A TECHNIQUE FOR IN SITU MEASUREMENT OF OZONE IN TROPOSPHERIC VOLCANIC PLUMES USING TWO PORTABLE, LOW-COST, SENSORS

Chemical models suggest atmospheric ozone (O₃) is very important in altering volcanic plume halogen-halide chemistry. It has been proposed that chemical reactions involving catalytic destruction of atmospheric O₃ are responsible for converting volcanic bromine, typically emitted as hydrogen bromide (HBr), to bromine monoxide (BrO) in plumes downwind of volcanoes. BrO has been detected in several tropospheric volcanic plumes worldwide, implying that the destruction of tropospheric O₃ by volcanic emissions may be common and widespread.

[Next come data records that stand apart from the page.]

PR #2181, opened 2026-02-06
feat: lint for duplicate category attributes

### LINKED ISSUE #1852: Lint for `category` attribute duplicates
We should lint to make sure we don't have statements of the form
```lean
@[category research solved, category research open]
theorem foo : ...
```
and so on.

### Choose either option
- [x] I plan on implementing this
- [ ] This issue is up for grabs

Paul-Lez:
fixes #1852


mo271 (approved):

mo271:
@Paul-Lez it might potentially be actually useful to allow two different `research formally solved using ... at ...` categories?

But we can allow this the first times it is useful...

PR #2183, opened 2026-02-06
chore: update README

Paul-Lez:


README.md
```diff
@@ -244,10 +250,11 @@ meaningful solution of the problem is outside of the scope of this repository.
     ```
     If the problem has been solved to the negative, then `P` should be replaced with
     `¬ P`.
-7.  Every file should start with the following copyright header:
+7.  Every file should start with the following copyright header (replace YYYY with
+    the current year):
     ```lean
     /-
-    Copyright 2026 The Formal Conjectures Authors.
+    Copyright YYYY The Formal Conjectures Authors.
```
felixpernegger, line 257: I think its better to keep it as it is. Changing the date once a year isnt much effort.

mo271 (approved):

README.md
mo271: I have opinion here.. whatever

PR #2208, opened 2026-02-08
fix(Paper): Nat division in `StrongSensitivityConjecture`

smmercuri:


FormalConjectures/Paper/StrongSensitivityConjecture.lean
```diff
@@ -112,13 +112,13 @@ of the input. -/
 @[category test, AMS 68]
 def nisanExample (n : ℕ) (x : Fin n → Bool) : Bool :=
   let w := #{i | x i}
-  decide (w ∈ ({n / 2, n / 2 + 1} : Finset ℕ))
+  decide ((w : ℚ) ∈ ({(n / 2 : ℚ), (n / 2 : ℚ) + 1} : Finset ℚ))
 
 /-- Assuming `n` is a multiple of 4, the sensitivity of `nisanExample`
 is `n/2`, achieved by any `x` with Hamming weight `n/2`. -/
```
Paul-Lez, line 118:
```suggestion
/-- There exists an `n` that is a multiple of 4, such that the sensitivity of `nisanExample n` is not `n/2`. -/
```

smmercuri: oh oops, I forgot to un-negate! The old docstring is correct

PR #2219, opened 2026-02-08
Add determine Busy Beaver n=6

franzhusch:
I thought it makes sense to also have determining the next value of $BB(n)$ as a open problem.


mo271:
Thanks!

PR #2226, opened 2026-02-10
fix(ErdosProblems): 33 

smmercuri:
Needs `∧` instead of `→`


smmercuri:
> We have seen this pattern `∃ x, Foo x → ...` often enough that we might want to lint against it. I will open an issue, so we don't forget

agreed!

mo271:
see #2227

PR #2235, opened 2026-02-10
fix: disable copyright linter on FormalConjectures/All.lean

Paul-Lez:
This PR adds a check in the copyright linter to avoid running it on `FormalConjectures/All.lean` since this throws an error
message every time we run CI.


mo271 (approved):
a bit of a hack, but why not!

PR #2263, opened 2026-02-11
chore(OEIS/358684): add namespace

mo271:


Paul-Lez:
I guess we'll have a lot less of these issues once #2229 is merged!

PR #2005, opened 2026-02-01
feat(GreensOpenProblems): 14

jeangud:
# Description
We define the 2-colour van der Waerden numbers $W(k, r)$ to be the least quantities such that if $\{1, . . . , W(k, r)\}$ is coloured red and blue then there is either a red $k$-term progression or a blue $r$-term progression.

1) Is $W(k, r)$ a polynomial in $r$, for fixed $k$?
2) Is $W(3, r) \ll r^2$?

- Closes #1549 
- Literature presents a good amount of known values, and existing lower/upper bounds, which I tried to include.

# Testing
- Builds successfully
```shell
$ lake build FormalConjectures/GreensOpenProblems/14.lean 
Build completed successfully.
```

PR #2274, opened 2026-02-12
feat(GreensOpenProblems): 22

### LINKED ISSUE #1557: Green's Open Problems #22
### What is the conjecture
https://people.maths.ox.ac.uk/greenbj/papers/open-problems.pdf#problem.22

If $\\{1, . . . , N\\}$ is $r$-coloured then, for $N \geq N_0(r)$, there are integers $x, y \geq 3$ such that $x + y, xy$ have the same colour. Find reasonable bounds for $N_0(r)$.

### Choose either option

jeangud:
# Description
If $\lbrace 1, . . . , N \rbrace$ is $r$-coloured then, for $N \geqslant N_0(r)$, there are integers $x, y \geqslant 3$ such that $x + y, xy$ have the same colour. Find reasonable bounds for $N_0(r)$.

- Closes #1557
- Green mentions their paper [GrSa25] " arguably addresses the original formulation of the problem" with $N_0(r) \leq \exp~\exp (r^{50})$. I include an additional version where the `answer` tries to beat that bound.
- Also added some of Moreira's results justifying the existence of $N_0(r)$.
- Not sure whether we want to expand further and include **Hindman's question** (mentioned in Green's comments). Likely for another PR.

# Testing
- I checked corner cases, especially $r = 0$ and $N < 9$ and looks like they do not render the theorems trivially True/False.
- Builds successfully
```shell
$ lake build FormalConjectures/GreensOpenProblems/22.lean 
Build completed successfully.
```


FormalConjectures/GreensOpenProblems/22.lean
```diff
@@ -0,0 +1,118 @@
...
+
+/--
+The monochromatic sum-product property: a colouring $c$ of $\lbrace 1, \ldots, N \rbrace$ has a
+pair $(x, y)$ with $x, y \geq 3$ such that $x + y$ and $xy$ are both in
+$\lbrace 1, \ldots, N \rbrace$ and receive the same colour.
+-/
+def HasMonochromaticSumProduct (N : ℕ) (r : ℕ) (coloring : ℕ → Fin r) : Prop :=
+  ∃ x y : ℕ, 3 ≤ x ∧ 3 ≤ y ∧
+    x + y ∈ Icc 1 N ∧ x * y ∈ Icc 1 N ∧
+    coloring (x + y) = coloring (x * y)
```
mo271: in the docstring this is about a coloring from $\{1, \dots, N\}$ but the code gives a coloring from `ℕ → Fin r`. What is really meant here? I don't undertand how the color of `x + y` and `x * y` is defined in the formal text.

FormalConjectures/GreensOpenProblems/22.lean
```diff
@@ -0,0 +1,118 @@
...
+  sorry
+
+/--
+[Mo17, Corollary 1.5] For any finite coloring of $\mathbb{N}$ there exist (infinitely many)
+$x, y \in \mathbb{N}$ such that $\{x, xy, x+y\}$ is monochromatic.
+-/
+@[category research solved, AMS 5 11]
+theorem green_22.variants.moreira_infinite :
+    ∀ (r : ℕ) (coloring : ℕ → Fin r),
+    Set.Infinite { p : ℕ × ℕ |
```
mo271, line 96: does this also need $3 \le p.1$ and $3 \le p.2$?

mo271 (commented):
Thanks! A few initial remarks..

FormalConjectures/GreensOpenProblems/22.lean
jeangud: Thank you for the initial thoughts, @mo271!

Fair point, reminiscent of your previous comment [here](https://github.com/google-deepmind/formal-conjectures/pull/2005#discussion_r2759510794). I had chosen a total coloring on ℕ by convenience, to avoid carrying the subtype around, with the values outside of $\lbrace 1,\ldots, N\rbrace$ being unused. I am actually unsure how much overhead that represents to carry around once on the proof side...

I pushed 195e2bf which now enforces the $r$-coloring to be over $\lbrace 1,\ldots, N\rbrace$ instead of ℕ.

Does this address your second point on the coloring of $x+y$ and $x * y$?

FormalConjectures/GreensOpenProblems/22.lean
jeangud: Technically no if we want to match the exact statement from [Mo17 Corollary 1.5 (p.2)](https://arxiv.org/pdf/1605.01469).

However, your comment made me realize Moreira uses the convention $\mathbb{N} = \lbrace 1, 2, \ldots \rbrace$ in their paper, so we need at least `0 < p.1 ∧ 0 < p.2` (added with f15a3e3). I also removed `moreira_existence` which was somewhat redundant, and inconsistent since it was using `HasMonochromaticSumProduct` which did required the $x,y \geq 3$ condition.

Thank you for forcing a second look here!

jeangud:
@mo271 any thoughts on the above? I added a couple commits trying to address your comments above :blush:

FormalConjectures/GreensOpenProblems/22.lean
```diff
@@ -0,0 +1,111 @@
...
+      0 < p.1 ∧ 0 < p.2 ∧
+      coloring p.1 = coloring (p.1 * p.2) ∧
+      coloring p.1 = coloring (p.1 + p.2) } := by
+  sorry
+
+/--
+Since $x, y \geq 3$, we must have $xy \geq 9$, so $N_0(r) \geq 9$.
```
mo271:
```suggestion
Since $x, y \geq 3$, we must have $xy \geq 9$, so $N_0(r) \geq 9$
(assuming $N_0(r)$ is well-defined, which follows from [Mo17]).
```

FormalConjectures/GreensOpenProblems/22.lean
```diff
@@ -0,0 +1,111 @@
...
+-/
+@[category research solved, AMS 5 11]
+theorem green_22.variants.lower_trivial : ∀ r : ℕ, r ≠ 0 → 9 ≤ N₀ r := by
```
mo271:
```suggestion
theorem green_22.variants.lower_nine : ∀ r : ℕ, r ≠ 0 → 9 ≤ N₀ r := by
```

mo271 (commented):
Thanks, LGTM now!
just some name and docstring suggestion

jeangud:
Sweet 🎉 Thank you @mo271

mo271 (approved):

Thus, measurements of O₃ in tropospheric volcanic plumes are desirable in order to assess the impact of volcanic hydrogen-halide emissions on tropospheric O₃ budgets, and as a potential volcanic hazard monitoring tool because hydrogen halides are generally emitted from magmas at low pressures (i.e. close to the surface). However, very few measurements of O₃ in volcanic plumes have been reported. One reason for the paucity of O₃ measurements in volcanic plumes is because commonly used UV-absorption O₃ sensors have cross-sensitivities to sulfur dioxide (SO₂), a major constituent in volcanic gases. In order to address this problem, we first determined the response of a mini closed-path UV-absorption (253.7 nm) O₃ sensor to SO₂ and then used simultaneous, independent, measurements from a mini voltammetric SO₂ sensor to calculate and subtract the SO₂ interference from the O₃ measurements. Laboratory experiments show that ambient levels of O₃ can be measured in mixtures of ambient air with several ppm SO₂ using this approach. Initial in situ airborne measurements using this method, conducted in the concentrated tropospheric plume from Redoubt Volcano, Alaska, (~5,000 t/d SO₂) in June 2009, indicate O₃ depletions of several tens of ppb from ambient mixing ratios in the plume several miles downwind of the volcano. We speculate that this depletion is due to reactions involving volcanic HBr and possibly other hydrogen halides. The equipment used in the study is readily available, portable, and battery-powered, and it costs less than most passive spectroscopic equipment currently used in volcanic gas studies.